● **TASK BRIEF**: Where the line with "(diff shortened: 1 of 7 files shown)" appears in the records below, start there and transcribe each line exactly through the last.

Stored data entries
PR #87, opened 2016-10-28
Remove asid from vm_map and pmap interface

coodie:
While working on changing vm_map for user threads i realised it is better to keep asids away from interface. In future, when we have processes we might want to create asid or pid allocator, but for now simple incrementation until we run out of asids should be enough.

### DIFF
--- a/mips/pmap.c
+++ b/mips/pmap.c
@@ -23,7 +23,6 @@
 #define PTF_SIZE (PTF_ENTRIES * sizeof(pte_t))
 #define PT_ENTRIES (PD_ENTRIES * PTF_ENTRIES)
 #define PT_SIZE (PT_ENTRIES * sizeof(pte_t))
-#define MAX_ASID 255
 
 static const vm_addr_t PT_HOLE_START =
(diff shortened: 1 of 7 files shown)


cahirwpz:
Please remember to run `clang-format` on your changes :)

mips/pmap.c
```diff
@@ -23,7 +23,6 @@
 #define PTF_SIZE (PTF_ENTRIES * sizeof(pte_t))
 #define PT_ENTRIES (PD_ENTRIES * PTF_ENTRIES)
 #define PT_SIZE (PT_ENTRIES * sizeof(pte_t))
-#define MAX_ASID 255
```
coodie: No it's not. Asids are platform dependent, as far as I know some MIPS architectures have different max asids. I couldn't spot max asid macro in toolchain so i decided it's best to use ENTRY_HI mask.

rafalcieslak:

● **RESULT**:
(diff shortened: 1 of 7 files shown)


cahirwpz:
Please remember to run `clang-format` on your changes :)

mips/pmap.c
```diff
@@ -23,7 +23,6 @@
 #define PTF_SIZE (PTF_ENTRIES * sizeof(pte_t))
 #define PT_ENTRIES (PD_ENTRIES * PTF_ENTRIES)
 #define PT_SIZE (PT_ENTRIES * sizeof(pte_t))
-#define MAX_ASID 255
```
coodie: No it's not. Asids are platform dependent, as far as I know some MIPS architectures have different max asids. I couldn't spot max asid macro in toolchain so i decided it's best to use ENTRY_HI mask.

rafalcieslak:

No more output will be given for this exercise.